Source material
PR #163, opened 2018-11-14
Added study confirmation message

jsemler:
Added a confirmation message after successfully launching a study.

### DIFF
--- a/maestrowf/maestro.py
+++ b/maestrowf/maestro.py
@@ -282,6 +282,8 @@ def run_study(args):
             LOGGER.debug(" ".join(cmd))
             start_process(" ".join(cmd))
 
+    print("Study launched successfully.")
+
     return 0
 
 


kcathey:
This is useful, but I'm wondering if we want to add a logger that will always print to the console. To keep consistent on how messages are presented. We also might want this message sent to other log levels as well.

FrankD412:
@kcathey -- I'm probably making a project to change the user facing output away from the logging messages. Currently all that's really dumped is the expansion information, and I think more user friendly output is useful. While the logging is useful, it also bloats the terminal output with timestamps and function names.

jsemler:
@kcathey -- I agree. I think that would be helpful.

It sounds like @FrankD412 is planning some rework to the output. Let me know if I should update this PR to use a logger.

PR #347, opened 2019-03-06
Detect and decode license text codepages

bwarden:
License text could be in different codepages. Attempt to autodetect the
correct codepage, with some logic to catch commonly-seen escapes. Decode
the bytestream, according to that codepage, into a native Python string.
This will usually result in sending proper unicode to the license
server.


bryteise:
Looks good, thanks!

PR #348, opened 2019-03-08
Fix typo for KF5Kipi mapping

phmccarty:
The base package name is 'libkipi', not 'kipi'.


bryteise:
Oops, thanks for the fix!

PR #351, opened 2019-03-14
Avoid crashing on binary files that may look like a license file.

ahkok:
Test case: libreoffice. It has several files with the word "license"
and "copying" in the filename, which are ZIP files and thus not
any valid encoding. These files need to be skipped entirely.

Forcing an encoding here just propagates the problem as things like
ASCII and utf-8 will just move the crash down a few lines.

### DIFF
--- a/autospec/license.py
+++ b/autospec/license.py
@@ -95,6 +95,10 @@ def license_from_copying_hash(copying, srcdir):
             license_charset = 'ISO-8859-13'
         elif b'\xd2' in data and b'\xd3' in data:
             license_charset = 'mac_roman'
+    if not license_charset:
+        """This is not a text file"""
+        return
+
     data = data.decode(license_charset)
 
     if config.license_fetch:


ahkok:
@bwarden

bwarden:
We could use `python-magic` to make a better first pass.

bwarden:
lgtm, though.

ahkok:
That's totally reasonable, but I think we need to fall through at some point anyway.

autospec/license.py
```diff
@@ -95,6 +95,10 @@ def license_from_copying_hash(copying, srcdir):
             license_charset = 'ISO-8859-13'
         elif b'\xd2' in data and b'\xd3' in data:
             license_charset = 'mac_roman'
+    if not license_charset:
+        """This is not a text file"""
```
bryteise: I'm just going to fix up this comment, looks good otherwise.

PR #352, opened 2019-03-19
Update README.rst

tripzero:
Add example series line with patch arguments


bryteise:
That's a very helpful bit of documentation, thanks!

PR #355, opened 2019-03-27
Support using the auto-detected name

bwarden:
Rework to absorb a lot of the work we were doing in makefiles so that we
can avoid setting the package name manually in 'make autospecnew'.

Do not merge yet.


bwarden:
You'll also need to modify Makefile.toplevel to:

1. Remove the check for `$(NAME)`
1. Remove `$(MAKE) clone_$(NAME)` and the `mkdir`/`git` block
1. Don't write the Makefile (autospec will do that instead)
1. Remove the `--target` and `--name` parameters from autospec
1. Add the `--package-dir packages/` param _to_ autospec
1. Remove the `else` block for `$(NAME) already exists...`
1. Add `git_pull` to `autospec.conf` if you use a different git URI for pull than push.

bwarden:
The `link-new-rpms` and `checkblacklist` actions will also need to be modified/replaced at some point.

bwarden:
@phmccarty, @bryteise Could I have your review, please?

autospec/tarball.py
```diff
@@ -561,6 +570,11 @@ def process(url_arg, name_arg, ver_arg, target, archives_arg, filemanager):
     # name is created by adding ".gcov" to the package name (if a gcov file
     # exists)
     set_gcov()
+    # build the target path, if necessary
+    if not target and package_dir:
+        target = os.path.join(package_dir, name)
+    # create the path, by cloning existing repo or manually, as necessary
+    call("make clone_%s" % name, check=False, stderr=subprocess.DEVNULL)
```
phmccarty: I think autospec should also try to clone the repo with git if the `make clone_PKG` command fails. And if that second clone attempt fails, then autospec will create a new git repo locally, which I believe it already does.

phmccarty: I think autospec should also try to clone the repo with git if the make clone_PKG command fails, since `make clone_PKG` is only defined for current/latest list of packages; packages that formerly existed in the distro may have package repos available, and we want to reuse those.

Then if that second clone attempt fails, autospec can create a new git repo locally, and I believe that's already implemented.

phmccarty: Alternatively, we could run `git clone ...` in Makefile.toplevel (ignoring errors) prior to running autospec, and remove this line.

bwarden: We'd need `config.git_pull_uri` in order to call git clone directly, and that's populated in `autospec.package()` right _after_ `tarball.process()`

And of course toplevel git clone will only pick up what's in `packages`, and might take a while, too. I'm not sure what's the right answer here.

phmccarty: Oh right, I was confusing the chicken with the egg again :-P

Autospec is detecting the package name, so we cannot run a `git clone` before running `make autospecnew`, since the package name is not yet known. Hmm.

phmccarty: Could we do something like the following instead?

```
if package_dir:
    call("git -C {} clone {}".format(package_dir, config.git_pull_uri % {'NAME': tarball.name}))
```

`git_pull_uri` would need to be defined in autospec.conf, of course.

bwarden: But you still don't have config.git_pull_uri at this point.

bwarden:
Remaining work, in case someone else has time to pick up the torch:

- refactor config to read autospec.conf first, then go back and read package configuration files *after* deciding what the package name and path are.
- tackle creation of rpms subdir and hard-linking resulting RPMs. This is the last ${NAME} dependency in the common makefile.

phmccarty:
@bryteise Is this feature still in scope for autospec?

I think it would be nice to autodetect the package name, but due to the extra complexity introduced with the interaction with the common tooling, we were somewhat undecided about what needed to change in that tooling, and autospec, or both, to accommodate...

bryteise:
Hrm I'm a little unsure about all the bits that need to be reworked.

Because `make autospecnew` is probably the way an autodetected name would be made use of, getting the common tooling as much out of the way as possible of autospec doing what needs to be would be sensible. We could also we add a --get-package-name type option for autospec and then common tooling gets the name from that and reruns autospec with the full options like now under the hood.

phmccarty:
I agree that all the name detection logic should be handled by autospec. The idea of adding a `--get-package-name` flag to autospec to replace the `NAME` value for `make autospecnew` also sounds reasonable...

phmccarty:
There was also some discussion at the time about autospec creating the package Makefile (instead of the common tooling) if it doesn't exist, so that consideration could be revisited as well.

PR #358, opened 2019-04-01
[WIP] update test packageurl list

phmccarty:
This PR refreshes the packageurls list used for tarball name/version/giturl tests. Many test failures are expected until we determine what next steps to take.

(See the travis failure log for details)


phmccarty:
One category of failures is for compat packages that are misnamed. Those are not autospec issues; we just need to fix those packages :-)

phmccarty:
The package name/version autodetection code first needs an overhaul, so I don't think it's worth keeping this PR open for reference. Once that code is in better shape, then we can revisit the packageurl list.

PR #359, opened 2019-04-03
Fix excludes v extras.

busykai:
When adding a file to extras (as well as excludes, setuid etc.), the
files are added to the exclude list dynamically. Instead, load all known
files upfront.

Also, process file-configured subpackages (-extras, custom-extras etc.)
first and only then process "built-in" (pattern-based) packages (such as
-lib64, -lib32, -autostart etc.)

### DIFF
--- a/autospec/config.py
+++ b/autospec/config.py
@@ -713,6 +713,7 @@ def parse_config_files(path, bump, filemanager, version):
     for extra in content:
         print("extras for  : %s." % extra)
     filemanager.extras += content
+    filemanager.excludes += content
 
     for fname in os.listdir(path):
         if not re.search('.+_extras$', fname) or fname == "dev_extras":
@@ -731,16 +732,19 @@ def parse_config_files(path, bump, filemanager, version):
                 continue
         print(f"{name}-extras for {content['files']}")
         filemanager.custom_extras[f"{name}-extras"] = content
+        filemanager.excludes += content['files']
 
     content = read_conf_file(os.path.join(path, "dev_extras"))
     for extra in content:
         print("dev for     : %s." % extra)
     filemanager.dev_extras += content
+    filemanager.excludes += content
 
     content = read_conf_file(os.path.join(path, "setuid"))
     for suid in content:
         print("setuid for  : %s." % suid)
     filemanager.setuid += content
+    filemanager.excludes += content
 
     content = read_conf_file(os.path.join(path, "attrs"))
     for line in content:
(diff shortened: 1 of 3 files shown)


busykai:
Aside from generally proper way to avoid multiple inclusions of a file multiple times to a subpackage, this PR solves the following particular issue:

Create a custom_extras and include `/usr/lib/systemd/system/multi-user.target.wants/systemd-networkd.service` to it. autospec also includes it to "built-in" `autostart` subpackage.

Current behavior: the file will appear in both `custom-extras` and `autostart` subpackage.

With this PR: the file will appear in `custom-extras` and will be excluded from `autostart` subpackage.

bryteise:
So the original behavior was intentional though I didn't really like it. This changes makes me happier. @phmccarty MCA should be fine with this right? I am guess we could see some files being dropped as things get autospec rerun on them.

phmccarty:
@bryteise I don't think MCA will complain about this type of change, since it is able to map files back to the srpms after fully expanding the bundle content to files.

@busykai Regarding subpackage file overlap, I thought that there were certain use cases for it, as @bryteise alludes to? However, I'm fine with eliminating the overlap in general, especially when considering the case in question (i.e `autostart` and `custom-extras`).

busykai:
@phmccarty, i don't know about any use cases for that. certainly, if both packages are in the mesh, find duplicates script will be as unhappy as @bryteise, wouldn't it?

phmccarty:
@busykai No, subpackages that are from the same package can install duplicate files. The file duplicate/conflict checks only apply when subpackages are from different packages entirely.

busykai:
thanks, @phmccarty. i did a quick search on all packages as in
```bash
find . -type f -name \*.spec  -exec grep '^\/' {} + | sort | uniq -c | awk '{ if ($1 > 1) print $0 }'
```
it does show some occurrences of double inclusions in subpackages. This search will not catch the wildcards, but autospec-managed specs do not have them anyways.

The only case worth mentioning that I found is that of `autostart` and `extra` subpackages. Some of the `....target.wants/` autostart files are include both in `autostart` and `extra`. Which is not really necessary.

bryteise:
What I want to do here is just check the duplicate entries and ensure the right duplicate is removed. After that I think we have reached an agreement that this is the desired behavior even though there may in theory be a valid use case. Thoughts @phmccarty @busykai ?

busykai:
@bryteise, do you mean in the potentially impacted packages?

this PR actually establishes clear priorities of what is included where. first, explicitly defined extras will be honored, then autospec's implicit packages (like `lib`, `autostart`). in this light, some of explicit entries of systemd `.wants` links should be removed from `extras` and the bundling should be reviewed (just in case someone was including extras for autostart). this is the extent of the impact i found.

busykai:
This can be merged now. I removed all occurrences of double inclusions from the existing packages.

bryteise:
Awesome, thanks!

PR #361, opened 2019-04-05
Add some more patterns

fenrus75:
detect a few more meson patterns

add a staticdev subpackage to host .a files

make -dev packages require: the main package
so that installing -dev gives you a functional component


bryteise:
@fenrus75 I'm a little unsure about having -dev pull in the main subpackage because of the potential to inflate devpkg and dev bundle sizes but we can reassess later. I'll just fix up the formatting complaint and push the change.

PR #363, opened 2019-04-09
Allow unpacking archives in the main tarball's dir

bwarden:
Some software packages break distribution into a core tarball then
additional tarballs with extra features or content. LibreOffice is one
such example. The additional tarballs provide files in the same
directory tree. The most efficient way to unpack all of these with the
current archive functionality is to place them at the same base dir, ./

At two points during autospec, the code to handle archives attempts to
either move or copy the contents of archive tarballs to the final
directory. If ./ is the unpacking directory, the files are already in
the same place, so mv and cp will fail, complaining that src and dst are
the same.

Add '-n' (no clobber) to these mv and cp commands, so that they simply
do nothing when the files are already in the correct final destination.

**Currently testing this with a build of LibreOffice. Do not merge until this has been tested thoroughly.**

### DIFF
--- a/autospec/specfiles.py
+++ b/autospec/specfiles.py
@@ -395,12 +395,16 @@ class Specfile(object):
                                               self.source_index[archive]))
 
         for archive, destination in zip(self.sources["archive"], self.sources["destination"]):
-            self._write_strip("mkdir -p {}"
-                              .format(destination))
-            self._write_strip("cp -rn %{{_topdir}}/BUILD/{0}/* %{{_topdir}}/BUILD/{1}/{2}"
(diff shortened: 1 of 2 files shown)


bwarden:
This at least solved the problem with LibreOffice. I'm open to review/commentary about whether it's likely to break other things.

phmccarty:
@bwarden Thanks, I think this approach will be better. Does LibreOffice build okay with these new revisions?

bwarden:
LO is failing due to an unrelated problem, so I'm not certain yet.

bwarden:
Yes, looks like libreoffice builds fine with this change.

PR #364, opened 2019-04-09
CMake support: Don't make copies of sources for AVX2/AVX512/32-bit builds

thiagomacieira:
The CMake pattern reuses the same sources by doing different
out-of-tree builds. The copied sources are not useful.


bryteise:
Tests pass after rebasing.

PR #367, opened 2019-04-10
Add phpize package support.

ahkok:
This relies on the convention that `phpize` reads a `config.m4` file and from that finds all the needed PHP stuff.

### DIFF
--- a/autospec/buildreq.py
+++ b/autospec/buildreq.py
@@ -632,6 +632,8 @@ def scan_for_configure(dirn):
         add_buildreq("buildreq-scons")
     elif buildpattern.default_pattern == "R":
         add_buildreq("buildreq-R")
+    elif buildpattern.default_pattern == "phpize":
+        add_buildreq("buildreq-php")
 
     count = 0
     for dirpath, _, files in os.walk(dirn):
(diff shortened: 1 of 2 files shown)


ahkok:
BTW the `config.m4` method is garbage, we really should check and see if it contains something like `PHP_ARG_WITH` or something similar.

autospec/buildreq.py
```diff
@@ -632,6 +632,9 @@ def scan_for_configure(dirn):
         add_buildreq("buildreq-scons")
     elif buildpattern.default_pattern == "R":
         add_buildreq("buildreq-R")
+    elif buildpattern.default_pattern == "php":
+        add_buildreq("php")
```
bryteise: Do you want to add a buildreq-php package for these?

ahkok: I think so, because I currently see that it already does need:
```
php
php-dev
re2c
```

ahkok:
Reduced the build_pattern strength to `1` since we want this to be a last resort.

ahkok:
Using `buildreq-php` now, since I'm pushing that to koji as well.

ahkok:
Should we name the build pattern `phpize` instead?

bryteise:
I'd be okay using phpize though it mostly depends on if other php specific build systems are in use.

ahkok:
Renamed to phpize. I think this is probably good to go - I'm going to start using this to add some popular php mods.

PR #368, opened 2019-04-14
Honor requires_ban in subpackages as well.

busykai:
The top-level package does honor a subpackage ban in requires_ban.
However, autodependencies do not honor it. Unless they do, it's
meaningless to control subpackages via requires_ban. For example, if I
want to ban pkg-services, top-level package will not require it, but the
content will still be installed since pkg requires pkg-bin, which, in
turn, will require pkg-services. With this change, it will not.

None of the existing packages is impacted by this change.

### DIFF
--- a/autospec/specfiles.py
+++ b/autospec/specfiles.py
@@ -234,6 +234,12 @@ class Specfile(object):
         deps["libexec"] = ["config", "license"]
         deps["lib32"] = ["data", "license"]
         deps["python"] = ["python3"]
+        for pkg, pkg_reqs in deps.items():
+            for pkg_req in pkg_reqs:
+                if "{}-{}".format(self.name, pkg_req) in buildreq.banned_requires:
+                    pkg_reqs.remove(pkg_req)
+                    continue
+
         if config.config_opts['dev_requires_extras']:
             deps["dev"].append("extras")
         for k, v in self.custom_extras.items():


bryteise:
Seems fine, I'm probably just not thinking well but why would a subpackage have any odd dependencies? It should just be other subpackage components right?

busykai:
@bryteise, we have auto dependencies in packages. in an odd case where we need to not have them, it turns out to be impossible to control. like openssh where we the server and the client part are produced from a single autospec-managed package and we do not want `-services` subpackage to be installed with the top-level subpackage.

bryteise:
Ah okay, that use case is interesting. Usually that would only be an issue when something else is pulling in the top level package though because the bundle definition file would just specify contents at the subpackage level if it wanted to avoid pulling in the default set of dependencies. I guess this is probably just a generic case of the autostart config option though the reason we made it specific is that we want to have default dependencies be something that folks won't need to think about. Enabling this kind of blacklisting makes me think we might be working around another kind of issue. The openssh example for instance, perhaps we want to move the service files and the enabling symlinks into a custom extras that the openssh-server bundle uses. I'd like to think about use cases more perhaps.

busykai:
> perhaps we want to move the service files and the enabling symlinks into a custom extras that the openssh-server bundle uses.

well, this is exactly what led to this PR. i tried to package the server pieces with `server_extras`, like this:

```
files = [ '/usr/bin/sshd',
          '/usr/libexec/sftp-server' ]
requires = [ 'services', 'autostart' ]
```
all is well, except for the top-level package would also require `-services`. I then ban it using `requires_ban`, it no longer does, but `-services` package is still brought in by `-bin` because [this](https://github.com/clearlinux/autospec/blob/master/autospec/specfiles.py#L232).

The workaround is to move all the systemd files into `server_extras` (which is what I've done). It results in more files named explicitly in autospec config, empty `-services` subpackage, unnecessary dependencies on that empty subpackage etc.

This approach (cutting "automatic" dependencies chains instead) seems a more reasonable to me. Especially since there's no existing case that breaks. It leverages existing subpackages without moving the files around and simpler config (i.e. the `server_extras` above will work as intended whereas right now it does not).

bryteise:
Okay, to me it seemed like just putting all the systemd files into server_extras was the correct thing to do for this case because the package is effectively two different applications (a client and a server) in the same source package and we don't want to always add the server if folks just want the client. I don't really see any issue with the empty services subpackage or the extra dependencies that don't have content.

To me making requires_ban (which really is only supposed to interact at the top level) go into the subpackages is odd. I think I could see somebody wanting requires_ban to be specific per subpackage but that gets really messy to me too.

I do like the smaller config but I don't really think for this specific case it is correct because those components really belong to the server side not the main package.

busykai:
OK. I'll close this PR.

PR #459, opened 2019-09-03
maven pattern: do not install_append twice

phmccarty:
write_install_append() is already called by write_buildpattern(), so it should not be called in pattern-specific code.


bryteise:
That's reasonable.

phmccarty:
I initially discovered the duplicate `install_append` snippets when trying to re-autospec apache-maven, and this PR resolves it.

PR #461, opened 2019-09-03
Add support for mvn() virtual provides; fix up existing jar mappings

phmccarty:
A bunch of virtual provides were added to `mvn-*` packages, so adapt some current fail patterns to add BuildRequires for them.

Also, refresh existing jar mappings for other fail patterns that still need them.


phmccarty:
One additional improvement I am thinking about here is to add the pom buildreq associated with the jar when encountering the `[WARNING] The POM for ... is missing, no dependency information` fail pattern. Right now, it just adds a buildreq for the jar.

bryteise:
Seems reasonable, I really need a dump of what is going on in autospec tomorrow I think.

What you should do
Go line by line through the entries above and tally those that hold the word "suid"; give the tally alone.

Answer box
2